#!/perl/bioinfo: hmmpfam

8 de febrero de 2012

HMMER 3.0, HMMER 2.3.2 or PfamScan?

Last time that I annotated Pfam domains into footprintDB database I used the program hmmpfam from the HMMER 2.3.2 software package. But now, many things have changed, Pfam version has moved from 23 to 26, and the current HMM file can't be used directly with HMMER 2, it needs to be converted with a simple tool of HMMER 3 (hmmconvert -2 Pfam-A.hmm > Pfam_ls_26).

HMMER 3 is a nice software tool that is hundreds of times faster than its predecesor, it takes 20 minutes in my Quad-Core computer the same calculation that took like 2 hours in a 28 node cluster.

So I have decided to move to modern times, but cautiously, because last time I tried HMMER 3 I had not wanted results, so I have done my own benchmark that I'm going to explain...

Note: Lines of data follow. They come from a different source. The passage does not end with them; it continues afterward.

PR #706, opened 2017-05-24
Accurate code coverage + more tests

### LINKED ISSUE #685: Code coverage is not accurate
The karma runner is compacting the src before running code coverage, therefore dead code eliminating anything that isn't used:

https://github.com/developit/preact/blob/9001436a453d736267359538e2d822ccf23e3115/test/karma.conf.js#L124

For example, `cloneElement` is never tested/imported.  Disable that line and you'll see coverage drop.  Uncovered during https://github.com/developit/preact/pull/683

gdub22:
Fixes #685 
The `compact` babel option in karma code coverage put all of the code onto only 15 lines so they weren't actually all covered.

This removes `compact` and adds missing tests.


gdub22:
Coveralls coverage is expected to drop/fail

developit:
Just checked the docs and AFAIK `compact` just removes whitespace within inlined babel helpers - it doesn't do any kind of dead code elimination or anything fancy like that.  It seems like the coverage dropped because there are now more lines of code added by Babel that can't be tested?

FWIW the `cloneElement()` coverage is missing because that file is never imported in the tests.  If we added an empty test with just an import, it would drop accordingly.  Maybe that's the more direct option here?  I think `cloneElement()` is the only case where that is true.

gdub22:
Yup you're right, compact just doesn't add whitespace.  I incorrectly assumed it meant 'minify'.  Unsure why that would cause coverage to drop. I'll dig some more and add the cloneElement test.

gdub22:
Ok, so code coverage is just counting 'lines' of code.  So when compact is on, *all* the code is only on 15 lines.  A line is covered as long as anything on it is accessed, not necessarily all the functions on that line.  Therefore, removing compact is still important.

Importing/calling cloneElement in the tests gets the 'functions' coverage up to 100%.  Not sure which other lines still need to be hit.  Anyone?

With `compact: true`
```
Functions    : 97.44% ( 38/39 )
Lines        : 100% ( 15/15 )
```

Without `compact`:
```
Functions    : 97.44% ( 38/39 )
Lines        : 98.36% ( 481/489 )
```

Without `compact` & cloneElement tested:
```
Functions    : 100% ( 39/39 )
Lines        : 98.57% ( 482/489 )
```

developit:
This is good, and happy to have that last mile testing for sure.  Think we're good to merge now?

gdub22:
Good to go!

First, I downloaded a test set of protein sequences from 3Dfootprint, as I work with DNA binding proteins, I downloaded all of them from this archive (currently 2007 FASTA sequences).

To calculate the Pfam domains I used the last version of HMMER 3.0 from http://hmmer.janelia.org/software, my old version of HMMER 2.3.2 (something similar can be found here: http://hmmer.janelia.org/software/archive) and pfam_scan.pl script used by Pfam team to create their database in the Sanger Institute. Also I downloaded the last version of Hidden Markov Models from Pfam version 26 and converted it to use with HMMER 3 (hmmpress Pfam-A.hmm) and with HMMER 2 (hmmconvert -2 Pfam-A.hmm > Pfam_ls_26).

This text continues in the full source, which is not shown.